# handpicked?



## Spunk#7 (Nov 30, 2012)

Oh,Oh,Beware the Book,Fraternally speaking!!!!


----------



## rewire (Jul 2, 2013)

butcher733 said:


> would you ever let your local "handpick" a crew to send to a signatory prospect when that EC comes into the local and takes work?
> 
> On one hand I can see the need to put out a great crew and impress the EC so as to convince them to sign up. On the other hand I can see that this will make all of the current signatories cry fowl and want call by name/callback rights.
> 
> What do you say?


 Are you saying the EC is a signatory or is the EC a prospective signatory? Did the EC approach the hall about signing a labor agreement?


----------



## Southeast Power (Jan 18, 2009)

butcher733 said:


> would you ever let your local "handpick" a crew to send to a signatory prospect when that EC comes into the local and takes work?
> 
> On one hand I can see the need to put out a great crew and impress the EC so as to convince them to sign up.

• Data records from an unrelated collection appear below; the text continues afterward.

Issue #5733, opened 2026-07-03
[v3][Windows] WebView2 ProcessFailed is unhandled — browser-process death leaves the window permanently blank until app restart


randalmurphal:
# Description

Wails v3 on Windows never registers WebView2's `ProcessFailed` event. When the WebView2 **browser process** dies — for any reason — the controller is left in a permanently invalid state: every subsequent COM call returns `ERROR_INVALID_STATE (0x8007139F)`, the window renders blank, and only restarting the host app recovers. The app process itself stays alive, so the user is left staring at a dead white/blank window with no indication of what happened.

Concrete triggers:

- The mixed-DPI GPU-kill loop in #5732 (reproducible chain: degenerate transform → repeated GPU process kills → `FATAL ... GPU process isn't usable. Goodbye.` → browser process exits).
- Killing `msedgewebview2.exe` from Task Manager (trivial repro of the same end state).
- Any WebView2 runtime crash or out-of-resource kill.

Renderer-level failures (`RENDER_PROCESS_EXITED` / `RENDER_PROCESS_UNRESPONSIVE`) similarly leave a dead view where a simple re-navigation would recover.

Observable aftermath in a host log once the browser process is gone (every focus/resize event storms these):

```
[WebView2] Focus failed: The group or resource is not in the correct state to perform the requested operation.
[WebView2] SetSize failed: The group or resource is not in the correct state to perform the requested operation.
```

This is closely related to #5580's audit (transient COM errors exiting the process via `errorCallback`): alpha2.112 stopped the *crash*, but what remains is a window that can never recover. Handling `ProcessFailed` is the recovery half of that story.

# Fix, validated

Branch: https://github.com/randalmurphal/wails/tree/fix/webview2-process-failed-recovery (single commit off the v3.0.0-alpha2.112 tag).

- Register `chromium.ProcessFailedCallback` in `setupChromium`.
- `RENDER_PROCESS_EXITED` / `RENDER_PROCESS_UNRESPONSIVE` → re-navigate to the last host-set URL (tracked in `setURL`; the dead webview can't be queried for it).
- `BROWSER_PROCESS_EXITED` → rebuild: fresh `edge.NewChromium()`, re-run `setupChromium`, re-navigate. The old instance is abandoned rather than re-embedded — after a browser-process exit all its COM references dangle, and `Embed`'s init-wait loop keys on a per-instance flag a used instance has already set, so re-embedding would return before a new controller exists.
[...]

PR #5734, opened 2026-07-03
[v3][windows] Re-enable WebView2 monitor-scale detection to fix mixed-DPI GPU-process crash (#5732)

### LINKED ISSUE #5701: [Windows] WebView2 content disappears on mixed-DPI drag persists after #5689 — render process terminates on scale-up
First, thank you for #5689 — it successfully resolved the `os.Exit(1)` crash from #5650, and we appreciate the quick fix.

We'd like to share follow-up findings from testing #5689 on real mixed-DPI hardware. The crash is gone, but a visual artifact remains: after dragging a window across a mixed-DPI monitor boundary (scale-up direction, e.g. 100% → 150%), WebView2 content shrinks then disappears permanently until app restart.

We've done extensive diagnosis and believe the root cause is deeper than the missing `Resize()` that #5689 addressed. We'd like to share what we found and ask whether exposing `ShouldDetectMonitorScaleChanges` as a per-window option might be a feasible direction.

**To Reproduce**

1. Wails v3 app on Windows, two monitors with different DPI (primary 1920×1080 @ 100%, secondary 1920×1080 @ 150%)
2. Drag window from 100% monitor to 150% monitor
3. Window freezes ~3 seconds, content briefly appears shrunk, then disappears entirely
4. Only the window background colour remains; app must be restarted
5. Reverse direction (150% → 100%) works fine

**What we observed**

We added debug logging to `resyncWebviewRasterizationScale` and the `WM_DPICHANGED` handler. On scale-up (100% → 150%):

```
WM_DPICHANGED enter dpi=144
  resync: dpiX=144 computedScale=1.5000 currentScale=1.0000   ← controller alive
  resync: PutRasterizationScale(1.5000) succeeded               ← COM returns S_OK
  resync returned true
  chromium.Resize() called                                      ← #5689 fix executes
WM_DPICHANGED exit

# 3 seconds later:
  resync: dpiX=144 computedScale=1.5000 currentScale=0.0000    ← unexpected: scale is 0
  resync: PutRasterizationScale(1.5000) succeeded               ← COM S_OK but no effect
  [WebView2] Eval failed: ERROR_INVALID_STATE  (continuous 10+ seconds)
  [WebView2] SetSize failed: ERROR_INVALID_STATE
```

The `currentScale=0.0000` value appears to indicate the render process has terminated and failed to recreate. After that point, all COM calls (`PutRasterizationScale`, `PutBounds`, `Resize`, even `Navigate`) return S_OK but have no effect — the COM proxy seems to be talking to a dead render process.

Scale-down (150% → 100%) does not exhibit this: `currentScale` stays at valid values throughout.

**What we tried**

We explored several recovery approaches in the `WM_DPICHANGED` handler, but none could revive the render process once `currentScale` reached 0:

| Approach | Outcome |
|----------|---------|
| `chromium.Resize()` after resync (#5689) | `PutBounds` also fails with ERROR_INVALID_STATE |
| Unconditional `Resize()` (ignoring resync gate) | Same — `PutBounds` fails |
| Deferred retry with backoff (7 attempts, 500ms–15s) | `currentScale` stays 0 across all retries |
| `NotifyParentWindowPositionChanged()` | No effect |
| `Navigate()` to force render process recreation | No effect — COM proxy appears non-functional |

Our conclusion: once the render process terminates on scale-up, application-level COM calls cannot recover it. The issue needs to be prevented rather than recovered from.

**What resolved it for us**

We noticed `PutShouldDetectMonitorScaleChanges(false)` is set in `chromium.go` (line ~359), which we understand is intentional for the raw-pixels bounds mode. Out of curiosity, we tried enabling it (`true`) to let WebView2 handle DPI transitions natively, and it resolved the issue completely:

```go
controller3.PutShouldDetectMonitorScaleChanges(true)
```

With native DPI detection enabled, the scale-up log looks like this — no `currentScale=0`, no errors:

```
WM_DPICHANGED enter dpi=144
  resync: dpiX=144 computedScale=1.5000 currentScale=1.0000   ← alive
  resync: PutRasterizationScale(1.5000) succeeded
WM_DPICHANGED exit
# No errors, content flashes once and recovers
```

Both drag directions now work correctly on our hardware.

To be transparent: we're currently running with a local patch
(`go.mod` replace directive) that enables this flag, which fully
resolves the issue for our use case. We're sharing these findings
in case they're useful — there's no urgency on our end, and we
respect that the maintainers may have considerations we're not
aware of.

**A question about direction**

We understand the raw-pixels-bounds-mode rationale for disabling native DPI detection by default, and we're not suggesting that default be changed. However, for developers on mixed-DPI multi-monitor setups, this behavior makes the app unusable without a workaround.

Would exposing `ShouldDetectMonitorScaleChanges` as a `WebviewWindowOptions` field (e.g. `EnableNativeMonitorScaleDetection bool // default false`) be a feasible approach? This would:

- Preserve the existing default behavior and performance characteristics
- Add zero regression risk (opt-in only)
- Let affected developers self-resolve without maintaining a fork

We'd be happy to open a PR for this if the direction seems reasonable.

**Environment**

- Wails: v3.0.0-alpha2.109
- webview2 wrapper: `github.com/wailsapp/wails/webview2@v1.0.27`
- OS: Windows 11 (Build 26200)
- Monitors: 27" 1920×1080 @ 100% + 15" 1920×1080 @ 150%, extended display
- Go: 1.26.2

**Related issues**

- #5677 — original report, closed by #5689
- #5689 — added `chromium.Resize()` to `WM_DPICHANGED` handler; resolves the crash but the visual artifact persists on mixed-DPI hardware
- #5650 — crash on this code path, fixed by webview2 v1.0.26
- #5544 — un-minimise variant; `Resize()` works there because the render process stays alive

### LINKED ISSUE #5732: [v3][Windows] Mixed-DPI monitor drag kills WebView2 GPU process repeatedly until the browser process exits — window permanently blank
# Description

On a mixed-DPI multi-monitor setup, dragging a Wails v3 window from an external monitor onto the (different scale factor) laptop display makes the embedded WebView2 browser process compute a degenerate `scale(0,0)` transform. The viz compositor rejects the resulting frame and kills the GPU process; the kill repeats on every submitted frame until Chromium's crash limit is hit, at which point the **browser process itself exits** and the window is left permanently blank — every subsequent controller COM call fails with `ERROR_INVALID_STATE (0x8007139F)` until the app is restarted.

(Before alpha2.112 this was a hard host-process crash rather than a blank window, because transient COM errors used to reach `errorCallback` → `os.Exit(1)` — the path audited in #5580. alpha2.112 made it survivable; this issue is about the underlying WebView2 death.)

# Steps to reproduce

1. Windows machine with monitors at different scale factors (repro box: laptop display + 3 external monitors, mixed scaling, Intel iGPU).
2. Run any Wails v3 (v3.0.0-alpha2.112) app.
3. Drag the window across the DPI boundary onto the differently-scaled display, possibly a few times.
4. Window renders for a moment, blanks, and never recovers (pre-alpha2.112: host app crashes).

Reproduces reliably on the affected machine; needs the mixed-DPI hardware condition.

# Evidence (`chrome_debug.log` from the WebView2 profile, `--enable-logging --v=1`)

The full chain from the dying session:

```
[25604:7252:0703/132849.877:ERROR:ui\gfx\geometry\transform.cc:505] NOTREACHED hit. [ 0 0 0 0
  0 0 0 0
  0 0 1 0
  0 0 0 1 ]
 is not invertible
[25604:7252:0703/132851.029:ERROR:content\browser\gpu\gpu_process_host.cc:1063] GPU process exited unexpectedly: exit_code=-2147483645
[25604:7252:0703/132900.954:ERROR:ui\gfx\geometry\transform.cc:505] NOTREACHED hit. [ 0 0 0 0 ...] is not invertible
[25604:7252:0703/132901.656:ERROR:content\browser\gpu\gpu_process_host.cc:1063] GPU process exited unexpectedly: exit_code=-2147483645
[25604:7252:0703/132905.150:ERROR:ui\gfx\geometry\transform.cc:505] NOTREACHED hit. [ 0 0 0 0 ...] is not invertible
[25604:7252:0703/132905.799:ERROR:content\browser\gpu\gpu_process_host.cc:1063] GPU process exited unexpectedly: exit_code=-2147483645
```

When the kills come fast enough, Chromium gives up and the browser process exits:

```
FATAL:content\browser\gpu\gpu_data_manager_impl_private.cc GPU process isn't usable. Goodbye.
```

`exit_code=-2147483645` is `0x80000003` (STATUS_BREAKPOINT — a CHECK kill, not a GPU driver fault). No Crashpad dumps are produced; the browser side treats it as an orderly shutdown.

# Analysis

wails runs WebView2 in the go-webview2 module's raw-pixels configuration: `PutBoundsMode(USE_RAW_PIXELS)` + `PutShouldDetectMonitorScaleChanges(false)`, with the host pushing `PutRasterizationScale` from its `WM_DPICHANGED` handler ([webview_window_windows.go WM_DPICHANGED path](https://github.com/wailsapp/wails/blob/v3.0.0-alpha2.112/v3/pkg/application/webview_window_windows.go#L1809)).

That host-managed mode is doc-legal, but it's a path almost no WebView2 embedder exercises (mainstream hosts run DIP bounds + detection on). During a monitor cross, the host's scale/bounds writes race the browser process's own internal display bookkeeping (which keeps running even with detection off), and the browser lands on a zero x/y scale when building the compositor transform. That looks like the same underlying race as #5677's shrink-then-disappear symptom — #5677's fix (re-asserting bounds after the scale re-put) treats one observable symptom of it.

# Fix, validated

Two changes, one behavioral unit — make Edge the *only* writer of the rasterization scale:

1. Re-enable `ShouldDetectMonitorScaleChanges` (the WebView2 default) right after `Embed`. Bounds stay raw-pixels.
2. Gate `resyncWebviewRasterizationScale` off while detection is on, so the host never writes the scale concurrently with Edge. (With both writers active, a transient NOTREACHED + one GPU kill per crossing still occurred — self-healing, but visible as a blank flash.)

Branch: https://github.com/randalmurphal/wails/tree/fix/webview2-mixed-dpi-rasterization-scale (single commit off the v3.0.0-alpha2.112 tag).

After this change the repro machine shows **zero** NOTREACHED / GPU-process exits across repeated boundary drags, with correct rendering at every scale factor.

Caveats stated up front, since this touches scar tissue: it flips a deliberate go-webview2 design choice, and it's validated on one machine / one WebView2 runtime (149.0.4022.98, Windows 11 26200). The #5544 / #5605 minimize-restore scenarios route around the now-dormant host resync and were not individually re-tested — with detection on, Edge's own (heavily exercised) monitor-change path handles them, and the host makes strictly fewer COM calls into possibly-suspended controllers, but maintainer judgment on that history is exactly why this is an issue with a linked branch rather than a direct PR.

Happy to submit the branch as a PR if this direction looks right to you.

# Environment

- Wails: v3.0.0-alpha2.112 (tagged)
- OS: Windows 11 Enterprise 25H2 (build 26200)
- WebView2 Runtime: 149.0.4022.98
- Hardware: laptop (Intel iGPU) + 3 external monitors, mixed scale factors
- Related: #5733 — the missing `ProcessFailed` handling that turns any browser-process death into a permanent blank window

taliesin-ai:
Fixes #5732
Fixes #5701 (same root cause; the two-part fix verified independently by @eleclin in that thread is exactly what this PR implements)

## What this does

On mixed-DPI multi-monitor setups, dragging a v3 window across a scale-factor boundary can make the embedded WebView2 browser compute a degenerate `scale(0,0)` compositor transform. The viz compositor rejects the frame and kills the GPU process on every submission until Chromium hits its crash limit and the browser process exits, leaving the window permanently blank.

Root cause: wails ran WebView2 in a host-managed scale mode — `PutShouldDetectMonitorScaleChanges(false)` with the host pushing `PutRasterizationScale` from `WM_DPICHANGED`. During a monitor cross, the host's scale writes race the browser process's own display bookkeeping, which can land on a zero x/y scale. Survey of other embedders: **wry/Tauri, webview/webview, and upstream jchv/go-webview2 all leave the property at its default (detection on) and never write the rasterization scale** — the disable was a wails-fork addition, and Microsoft's docs reserve detection-off for apps that want a *custom* (non-monitor) scale.

Two commits, one behavioral unit — make Edge the only writer of the rasterization scale:

1. **App layer** (@randalmurphal's validated commit, cherry-picked with authorship preserved): re-enable `ShouldDetectMonitorScaleChanges` right after `Embed`, and stand the host-side `resyncWebviewRasterizationScale` down while detection is on (`monitorScaleDetectionOn` flag). This makes the fix effective against the published webview2 module `v1.0.27`, which still carries the disable. If the re-enable call fails, the flag stays unset and the previous host-managed behavior is preserved unchanged.
2. **Module layer**: remove the `PutShouldDetectMonitorScaleChanges(false)` call from `webview2/pkg/edge/chromium.go` so future module releases run the WebView2 default natively (matching upstream go-webview2). Once a fixed module is tagged and v3 bumps to it, the app-layer re-enable becomes a no-op re-assert of the default. Bounds mode stays raw pixels — orthogonal knob, and the documented default anyway.

The now-dormant host resync machinery (`resyncWebviewRasterizationScale` and the minimize-restore resync paths from #5544/#5605/#5677) is deliberately kept as the automatic fallback; it can be deleted once this has soaked for a release or two.

## Validation

- Reporter's repro hardware (Windows 11 26200, WebView2 149.0.4022.98, Intel iGPU + 3 mixed-scale monitors): zero NOTREACHED / GPU-process exits across repeated boundary drags, correct rendering at every scale factor (see issue for `chrome_debug.log` evidence).
- Independent mixed-DPI verification on a second machine (Windows 11 26200, WebView2 149.0.4022.98, AMD iGPU, dual displays at different scale factors): automated boundary-crossing + minimize/restore soak test against both this branch and the alpha2.112 baseline, comparing `devicePixelRatio` traces and `chrome_debug.log`. Results to be posted in this PR.
- `GOOS=windows go build` passes for both `v3/pkg/application` and the `webview2` module.

Related: #5733 (missing `ProcessFailed` handling) — separate issue, not addressed here.

## Summary by CodeRabbit

* **Bug Fixes**
  * Improved display scaling behavior on Windows, especially when moving the app between monitors with different DPI settings.
  * Reduced the chance of visual scaling glitches and repeated crashes related to monitor-scale changes.
  * Kept window rendering in sync more reliably when screen scaling changes during use.


taliesin-ai:
## Independent validation results (second machine)

Ran an automated A/B soak test on a second mixed-DPI setup — different GPU vendor than the reporter's (AMD Radeon iGPU vs Intel; same Windows 11 build 26200 and WebView2 runtime 149.0.4022.98). Dual displays at 100% / 150%, WebView2 launched with `--enable-logging --v=1`.

**Test harness**: a self-driving Wails v3 app that performs 10 stepped (drag-like, 48px/16ms) window crossings of the DPI boundary, then 5 minimize/restore cycles split across both displays. The page reports `devicePixelRatio` + `screenX` to the Go side every 500ms. Run twice, identical results both rounds; behavior also observed live.

**Baseline (`v3.0.0-alpha2.112` + published webview2 v1.0.27):**
- Page telemetry dies ~10s in, at the first boundary crossing, after degenerate readings: `dpr=0.5`, `screenX=-2147483648` (INT_MIN), `innerWidth=0`.
- Window content goes permanently black (observed live + desktop screenshot).
- `chrome_debug.log` shows the exact chain from the issue: 12× `ui\gfx\geometry\transform.cc:505 NOTREACHED hit. [0 0 0 0 ...] is not invertible`, 6× `GPU process exited unexpectedly: exit_code=-2147483645`, ending in `FATAL:...gpu_data_manager_impl_private.cc GPU process isn't usable. Goodbye.`

**This branch:**
- Full telemetry for the entire run, both rounds (120 reports): clean `dpr` 1.0 ↔ 1.5 flips at the boundary on every crossing, correct rendering at both scales.
- Minimize/restore retained the correct scale on both displays (visible in telemetry as the parked-window coordinates `-32000` on the 100% display and `-32000/1.5 = -21333` on the 150% one) — i.e. the #5544 / #5605 restore scenarios behave under detection-on.
- `chrome_debug.log`: **zero** NOTREACHED / GPU-process errors across 347 log lines.

Together with the reporter's Intel-GPU validation, the fix now has clean results on two machines / two GPU vendors, and the failure signature is confirmed hardware-independent.

leaanthony:
Recording of the test!

https://github.com/user-attachments/assets/f034ff2b-d189-466a-b971-0785baf81267

leaanthony (approved):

On the other hand I can see that this will make all of the current signatories cry fowl and want call by name/callback rights.
> 
> What do you say?


The formal answer is no.


----------



## Switched (Dec 23, 2012)

Do Locals allow prospective signatory contractors to use Union labor on a trial basis?


----------



## Southeast Power (Jan 18, 2009)

Yes !


----------



## drumnut08 (Sep 23, 2012)

Switched said:


> Do Locals allow prospective signatory contractors to use Union labor on a trial basis?


Yep ! Years ago the company I worked for ( open shop ) had a school addition renovation job . An agreement was made with that areas local to take on 50% union workforce for the job . The other half including foreman , were " shop guys " . I do believe they sent out some of their best guys to make a good impression , because the job went smooth , work got done and the boss made money .


----------



## Switched (Dec 23, 2012)

Okay, let me clarify to make sure we are on the same page.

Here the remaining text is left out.